Yes, having hundreds of pages of information in the lengthy format it's in does make it challenging at times, but it also makes searching really easy, and, most importantly..... it exists and is thorough. Most individual efforts like PySimpleGUI is don't have any documentation to speak of.
In addition, be sure and look through the couple hundred demo programs that show you how to apply each of the elements as well as how to integrate with a number of other important packages like 'matplotlib and OpenCV.
The documentation isn't just one thing in PySimpleGUI. It's meant to be an entire "system" of documentation that works together.
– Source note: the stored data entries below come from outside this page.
PR #727, opened 2026-09-12
fix: replay reasoning natively for thinking models behind Chat Completions resellers

duolahypercho:
Stacked on #715 → #722 (base branch `fix/715-audit`), so this diff is one commit: the reasoning-replay contract, keyed on the upstream model family instead of request profiles.

## Why

The contract in `src/chat-reasoning.mjs` decided which routes get their reasoning replayed as `reasoning_content` (via `thinking` parts the forwarder restores) versus as visible assistant text. It was keyed on request profiles — `glm-thinking`, `deepseek-thinking`, `hy4-reasoning` — which only the vendor-direct routes carry. So `zai-coding/glm-5.3` replayed correctly while the same GLM on opencode Go, OpenRouter, or Command Code did not; the same for Kimi K3, Hy3, MiniMax M3, and DeepSeek behind resellers. Visible-text replay is the shape that made Hy4 loop on its own progress notes (#715), and #703 found the DeepSeek form of it: HTTP 400 on the following turn.

The rule belongs to the model, not to the reseller or its sampling profile.

## What

`nativeReasoningFamily(model)` matches `upstreamModel` — with or without a vendor prefix (`glm-5.3`, `z-ai/glm-5.3`, `zai-org/GLM-5.3`) — against a family table, for a listed set of Chat Completions providers. Each family names its evidence:

| family | match | evidence |
|---|---|---|
| DeepSeek | `(^|/)deepseek` | API 400s without it (#703's finding) |
| GLM-5.x | `(^|/)glm-5` | Z.ai requires history replayed with preserved thinking |
| Kimi K3 | `(^|/)kimi-k3$` | Moonshot: required in multi-turn and tool-call loops |
| MiniMax M3 | `(^|/)minimax-m3$` | interleaved thinking; `minimax-m3` profile already splits it out |
| Tencent Hy3/Hy4 | `(^|/)hy(3\|4)(-[a-z]+)*$` | hy4 measured in #715; hy3 same family, probed below |

Providers: `opencode-go`, `openrouter`, `commandcode` (verified live), `minimax-token-plan`, `kimi-api`, `kimi-api-cn`, `zai-api`, `deepseek`. Explicitly out: `kimi-k2.6` (does not preserve thinking), `kimi-k2.7-code` (no probed route), every `*-messages` provider (Anthropic protocol carries thinking blocks), and resellers not probed (Nous, Venice, Qwen Plan, Ollama Cloud, NanoGPT) — they keep their current channel until someone runs the probe against them.

This subsumes #703's `src/chat-reasoning.mjs` change (opencode-go DeepSeek) — credit there for finding the DeepSeek 400. Happy to rebase onto #703 instead if that should land first; only this file and the scoping test overlap.

## Verification

**Live, 12 September 2026, through the installed router on this branch:**

- P1, single turn with `effort: high` on 21 routes: every reachable route on opencode Go, OpenRouter, and Command Code (GLM 5.2/5.3/5.3-flash, Kimi K3, Hy3, DeepSeek V4.1) returned a reasoning item. Unreachable: MiniMax (429 out of usage), Nous (404), Venice (402), OpenRouter DeepSeek (401).
- P2, two turns with a prior reasoning item in history (so the forwarder restores `reasoning_content`) plus `effort: high`, carrying a marker in the replayed reasoning: **17/17 routes 200**, reasoning present on turn 2, correct answer, marker never leaked into the visible answer. That includes `opencode-go/deepseek-v4-flash`, `-v4-pro`, and `-v4.1-flash` — the exact `reasoning_content` + `reasoning_effort` pair upstream issue anomalyco/opencode#48180 reports as a 400; through this router it does not reproduce.

**Tests:**

- `test/chat-reasoning.test.mjs` — scoping test rewritten (opencode-go DeepSeek and commandcode Hy4 flip to in; k2.6/k2.7, `*-messages`, unprobed resellers asserted out), plus a family table test with one positive per (family, provider) and prefix-containment negatives.
- `test/routing.test.mjs` — forwarder "restores … thinking as native `reasoning_content`" now also covers `opencode-go-glm-5-3`, `opencode-go-kimi-k3`, `commandcode-kimi-k3`.
- `test/namespace-relay-routing.test.mjs` — the routed carry asserted for `opencode-go/glm-5.3` and `opencode-go/kimi-k3` alongside hy4, with `opencode-go/kimi-k2.6` as the negative control keeping the old shape.
- `chat-reasoning` 2/2, forwarder rows 7/7, relay 33/33, full `routing` suite green, `scripts-check` passes.

## Not in this PR

- `opencode-go/deepseek-v4.1-flash` also stores no reasoning items at all in Codex rollouts (orphan `rs_` deltas) — that half is #708; this PR makes the replay correct whenever items exist.
- MiniMax M3 and the unprobed resellers were not verified live (quota); they are in or out of the table on documentation and on probe evidence respectively, and the AGENTS.md bullet says what a future addition needs.

### DIFF
--- a/AGENTS.md
+++ b/AGENTS.md
@@ -1971,8 +1971,14 @@ retry rules on the shared path.
   An interleaved-thinking model that instead sees its past reasoning replayed as
   visible assistant text moves new thinking into the answer channel and loops
   on its last progress note (Hy4 on opencode Go, 12 September 2026: 2, 4, 5,
-  8, 16 copies per message). Add a thinking model to this contract in
-  `src/chat-reasoning.mjs`, not by special-casing the carry. Remove only successfully carried
+  8, 16 copies per message). The rule belongs to the upstream model, not to
+  the reseller or its request profile, so `src/chat-reasoning.mjs` also keys
+  it on the upstream family (DeepSeek, GLM-5.x, Kimi K3, MiniMax M3, Tencent
+  Hy3/Hy4) for the Chat Completions resellers it lists. Add a family only with
+  evidence the vendor expects `reasoning_content` back, and a reseller only
+  after a live probe shows the route returns reasoning and accepts the
+  echo-back; Anthropic-protocol variants never enter it. Do not special-case
+  the carry instead. Remove only successfully carried
   reasoning runs so plaintext cannot also become a user message. Do not mutate
   source items or change other native Responses routes. Keep this policy shared
   between hops without applying direct DeepSeek sampling parameters to resellers.
--- a/AGENTS.md
+++ b/AGENTS.md
@@ -2142,16 +2142,30 @@ content and no `function_call`. Codex ends the turn there and writes
    tag must repeat it. Do not hardcode it.
 3. **One item contributes its calls once.** The same span arrives on the delta
    channel, in the `.done` snapshot, and in the stored item; recovery is keyed
-   by output index so the call is emitted a single time.
+   by output index so the call is emitted a single time. The summary and content
+   channels are two renderings of one item's thinking, so they hold separate
+   span streams and the fuller reading wins -- sharing one stream between them
+   made the second channel look like a genuine extension of the first and
+   recovered, and executed, the call twice.
 4. **A leaked argument value is text.** It is read as JSON only when its text is
    exactly its own JSON form, so a declared `20000` or `true` survives while a
    shell command, a path, or `0755` stays the string the model wrote.
-5. **Routed streams only, before the namespace transform**, so a recovered
+5. **Hy4 routes only, before the namespace transform**, so a recovered
    flattened `mcp__server__tool` call is restored like any other, the empty-
    completion guard sees content, and the phase labeller reads the blank
    message as commentary instead of a final answer. Native streams gain no
-   stage. Coverage lives in `test/leaked-tool-call-recovery.test.mjs` and the
-   leaked-channel case in `test/namespace-relay-routing.test.mjs`.
+   stage, and neither does any other routed family: this is Hy4's own syntax,
+   and scanning every routed provider's text for it would turn prose that
+   merely *quotes* the markup -- a diff, a web page, this file -- into executed
+   tool calls. `usesLeakedToolCallRecovery` is the gate; widening it past
+   `hy4-preview` reopens that injection channel. Coverage lives in
+   `test/leaked-tool-call-recovery.test.mjs` and the leaked-channel case in
+   `test/namespace-relay-routing.test.mjs`.
+6. **A span is scanned once, not re-scanned per delta.** The capture is held
+   unjoined with a closing-tag overlap because `_transform` is synchronous:
+   re-scanning one growing string re-flattens the rope every delta, and a
+   1.25 MB unterminated span blocked the event loop for 21.5 s against 0.8 s
+   for the same bytes with no span open. The capture bound is 4 MiB.
 
 ## Routed subagent regression prevention
 
--- a/CHANGELOG.md
+++ b/CHANGELOG.md
@@ -2,6 +2,19 @@
 
 ## Unreleased
 
+- **Thinking models behind resellers now get their reasoning replayed the way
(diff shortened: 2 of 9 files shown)


duolahypercho:
Reviewed this against #703 and #715 by executing all three predicates over every `(provider, upstreamModel, requestProfile)` triple in `config/**/*.json` — 190 shipped routes — rather than reasoning about the regexes.

## The supersession question, settled

**#703 is a strict subset.** The "handled by #703, missed by this PR" set is **empty**. #703 gates `opencode-go` with `/(^|\/)deepseek/i`; this PR uses the byte-identical regex with `opencode-go` in its provider set. Beyond that it turns on ~15 routes neither other PR reaches — GLM on opencode-go and openrouter, Kimi K3 on three providers, MiniMax M3, Hy3 — all currently on the wrong replay channel.

**#715's `hy4-reasoning` line is not redundant, and this PR is right to keep it.** Two shipped routes reach the contract only through the profile check:

```
nano-gpt     | tencent/hy4-preview | hy4-reasoning
nousresearch | tencent/hy4-preview | hy4-reasoning
```

Neither provider is in `NATIVE_REASONING_CHAT_PROVIDERS`, so `nativeReasoningFamily` returns `undefined` for both. Anyone later "simplifying" that line away on the theory that the hunyuan family covers it would silently regress both to the looping behaviour #715 documents. Worth a comment on the line saying so.

## Fixed in 738256e4

`deepseek/deepseek-chat` was the one false positive in the whole catalog. It is the legacy non-thinking alias — provider `deepseek`, upstream `deepseek-chat`, profile `deepseek-nonthinking` — and it sat in the provider set while matching the unanchored prefix. That route sends `thinking: {type: "disabled"}`, so it would have gone out saying thinking is off while replaying `reasoning_content`: the combination the #703 vendor error is about. It also contradicts the rule this PR adds to AGENTS.md, that a family enters only with evidence the vendor expects `reasoning_content` back.

Two changes, because the id shape and the semantics are different guarantees:

- the family regex is anchored to the thinking lines, `/(^|\/)deepseek-(v\d|reasoner|flash)/i` — still covers `deepseek-reasoner`, `deepseek-flash` and every `deepseek-v<n>` on every listed reseller, and keeps a future non-reasoning id (`deepseek-ocr`, `-coder`, `-vl`) from entering without a probe
- `usesNativeChatReasoning` returns false for a `*-nonthinking` profile up front, which also covers discovered and user-added models no catalog review has seen

Measured over the shipped registry: **1 of 199 routes changes**, and it is `deepseek/deepseek-chat`.

The negative test that should have caught this **passed vacuously** — it omitted `upstreamModel`, so `String(undefined ?? "")` matched no family and the assertion held either way. It now carries the real id, and I ported #703's registry sweep alongside it: every shipped route that replays reasoning must state its evidence (thinking profile, family, or the legacy Command Code case), and no `*-nonthinking` route may be in the contract. Both fail against the pre-fix source.

## Remaining notes

- **Anchoring is still asymmetric.** `glm` is an unanchored prefix while `kimi-k3`, `minimax-m3` and `hunyuan` are `$`-anchored. Under-inclusive for dated or variant ids — `kimi-k3-0905`, `MiniMax-M3-Pro`, `hy4-preview-0912` (digits excluded by `(-[a-z]+)*`), `tencent/hy3:free` — the last of which exists today on `nousresearch`, currently moot only because that provider is unlisted.
- **This reverses #715's deliberate exclusion of `commandcode/tencent/hy4-preview`.** #715 asserted it false ("Command Code's own shim ... do[es] not"); the hunyuan family makes it true and the negative was deleted. The comment claims a probe — worth one sentence recording it, since it flips a stated decision.
- **Merge-order trap:** #703's registry test asserts `false` for `opencode-go/{hy4-preview,glm-*,kimi-k3,hy3}`, which this PR makes `true`. Git merges cleanly and the suite goes red. If #703's chat-reasoning commit is closed as subsumed, this disappears.

Note this branch does not yet carry #722's linear trailing-trim fix — it arrives when the stack merges bottom-up.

Oh, one final bit of the documentation is the doc strings. There's a YouTube tutorial about how to install PyCharm for use with PySimpleGUI because of the docstrings. They are a HUGE part of the PySimpleGUI documentation. They are the reason you should rarely need to open the main documentation. Press Control+Q and you're shown everything about a particular element's method's parameters. These docstrings are what is used to build the call reference portion of the printed docs.
Fantastic. Just the summary I was looking for. I want to create a small, simple desktop app for sharing without a ton of unneeded baggage. (I once shared a small app for graphing which required only 25k bytes because it relied on dlls already in Windows.) Thanks.
I tried finding documentation in PySimpleGui on how to disable a text input control, no dice. That's a pretty basic feature in a GUI. I should be able to disable text inputs based on conditions. When I tried out PySimpleGui in 2017 I found it very limited, and in my opinion not much has changed. I'm trying out wxPython now.
How would you create a standalone installation file for Windows with Python?
Suprised you didn't include beeware.org in your list. Toga is well designed and easy to create a cross platform app.
I did not know pygui but now inwill surely try it out.
Have you used PyCharm ? There is a free edition
Pycharm is Python IDE. It is not Python GUI framework.